After all, loamy soils, viewed as ideal garden soil, are a mixture of sand and clay. Unfortunately, when sand is added directly to clay, the result is something that more accurately resembles concrete. The reason loamy soils are great for plants is that they have a large ratio of organic material in them as a foundation for the sand and clay. Without lots of organic material, clay plus sand equals an awful garden. Clay soils are best improved with the addition of compost and other organic materials only.
To improve your soil, you'll need to add 6 to 8 inches of organic matter to the entire bed. Grass clippings (as long as they haven't been treated with chemicals), shredded leaves, rotted manure, and compost are all perfect choices. The organic matter needs to be mixed into the top 6 to 12 inches of soil. Digging it in and mixing it with a shovel is a great way to do this, as it moves a lot of earth without pulverizing the soil particles the way tilling can. However, if digging is just too hard on your back, using a tiller is a fine method. Vegetable gardens benefit from a top dressing of organic compost in spring and/or fall or in mid-season.
Simply pull away any mulch and spread two to three inches of compost or well-rotted manure over the soil. You don't need to work the compost into the soil; it will break down naturally and release nutrients. As a bonus, top dressing can help discourage weeds from growing and help the soil retain moisture. Your soil test or extension agent can help you determine the right amount of organic matter for your soil.

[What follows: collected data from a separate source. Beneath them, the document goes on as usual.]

PR #134, opened 2021-04-28
update uvc-gadget to e9a733f

dgsiegel:


htruong (approved):

htruong:
nit. Would be nice to have s short summary of what is changed and why the uprev is beneficial.

PR #147, opened 2021-06-28
[WIP] Add support for rpi3

towolf:
I tried to add support for Raspberry PI 3B, but I only got a message `brcmf_sdio_htclk: HT Avail timeout`. Then I proceeded to disable WLAN in DeviceTree overlays, but then the Pi only stopped printing that message and still did not boot up. I only got a blinking cursor.

Not sure how else the build options should be modified to make it boot. So I would need some advice at this point.

PXL_20210624_135645281


htruong:
Hmm, how do you get the rpi3 to appear as a gadget?

htruong:
the blinking cursor is likely not the problem. The services started just fine, it hangs there because there is no login prompt service that starts on the default screen console. You can use the raspberry pi serial headers to see if you get a login prompt.

Leapo:
> 
> 
> Hmm, how do you get the rpi3 to appear as a gadget?

The Pi 3A and 3A+ support gadget mode, but I'm not sure how you'd make this work with a 3B or 3B+

towolf:
Hm, maybe I was mistaken about how this can work. I never got that far. 

Are you saying that I cannot physically connect as a USB gadget?

Leapo:
> Are you saying that I cannot physically connect as a USB gadget?

Gadget Mode is only supported when the SoC's onboard USB port is directly exposed.

The Pi 3B and Pi 3B+ have the SoC's onboard USB port connected to a combination USB Hub and Ethernet Controller chip, which then provides the 4 USB 2.0 ports and ethernet port along the back edge of the Pi. Gadget mode cannot pass through this additional chip.

The Pi 3A and Pi 3A+, on the other hand, DO NOT have a USB hub or ethernet adapter connected to the SoC. They provide a single USB 2.0 port at the edge of the board, with support for gadget mode.

If you want to support the Pi 3, it'll have to be the 3A and 3A+

PR #154, opened 2021-08-18
Configurable resolutions

dgsiegel:
Includes the following changes:

- use [:space:] instead of \s as older versions of grep don't support \s
- remove sed as the busybox version uses different flags than gnu sed
- use awk to parse the resolutions which is less error-prone
- call config_frame before setting up streaming headers as the setup will break otherwise
- update buildroot to 2021.02.4

This replaces PR #128


htruong (approved):
Thanks for doing this. Looks clean to me.

PR #156, opened 2021-09-01
set default uvc host controls to brightness, contrast and saturation

dgsiegel:


htruong:
Sorry for getting to this too late, this PR https://github.com/showmewebcam/showmewebcam/pull/167 also fixes the doc as well, so I think we should close this to merge the other one :)

PR #159, opened 2021-09-14
Add sha256 checksum file to releases

### LINKED ISSUE #157: Add file checksums to releases
Hello all.

I've updated the release workflow to add a CHECKSUMS file. The file would be available on the releases page, with the build artifacts.

I'm raising the issue here in order to gather feedback if this is an welcome change/improvement. I'll raise the PR if I have a positive response.

channelbeta:
Closes #157 

This PR adds a step that creates a CHECKSUMS file to be uploaded with other assets on release. I do it at the end of the workflow because then we have all assets already present in the same working directory.

My first iteration was using sha512, but I decided to replace it with sha256 for no particular reason.

Please feel free to make any suggestions.

### DIFF
--- a/.github/workflows/release.yml
+++ b/.github/workflows/release.yml
@@ -128,9 +128,13 @@ jobs:
         with:
           name: release
 
+      - name: Create checksums file
+        run: |
+          sha256sum "sdcard*" > CHECKSUMS.sha256
+
       - name: Upload Binaries to Release
         uses: alexellis/upload-assets@0.2.2
         env:
           GITHUB_TOKEN: ${{ github.token }}
         with:
-          asset_paths: '["sdcard*"]'
+          asset_paths: '["sdcard*", "CHECKSUMS.sha256"]'


dgsiegel:
This looks great, thanks!

Just one question: Did you do any research on what the "correct" filename would be? I've seen some projects using only `CHANGELOG` or `CHANGELOG.txt`.

dgsiegel (approved):

channelbeta:
Hi @dgsiegel , I haven't done any research regarding the naming scheme.

According to Wikipedia (but without citing any sources to the claim):
https://en.wikipedia.org/wiki/File_verification

> The particular hash algorithm used is often indicated by the file extension of the checksum file. 

While I prefer this style of `NAME.algorithm`, I can change it if you'd like :smiley:

dgsiegel:
Couldn't find any standard either, so let's leave it like this. Thanks :)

As a general rule, when possible, add a layer of 3 to 6 inches of organic matter on your soil before planting, and work it down into the top 10 to 12 inches—where most roots grow.
In following years, build on your efforts by adding 1 to 3 inches of organic mulch as a topdressing each year.1 As it decomposes, it continues to gradually improve clay soil. Walking on your lawn or garden when its wet is a common cause. Heavy, beating rains also drive clay particles together. Salts from fertilizers and winter de-icing solutions build up in heavy clay as well. Clay's potential as one of the best soil types for plant growth lies in its unique properties. Managed well, clay soil typically requires less irrigation and less fertilizer, and leads to healthier plants all around.
However, major losses in soil organic matter content can take place when the soil is inverted or mixed annually by tillage. Extensive tillage stimulates microbial activity , and the consumption of mass quantities of organic matter ensues. After your clay soil becomes more friable and you have provided a deep root zone for your garden plants, you should consider reducing tillage.
Because the soil remains undisturbed, fertilizers and other soil amendments do not become homogenized in the tillage layer. Plant feeder roots, therefore, tend to proliferate in the top 2 inches of fertile topsoil. Lack of pore space means that clay soils are generally low in both organic matter and microbial activity. Plant roots are stunted because it is too hard for them to push their way through the soil.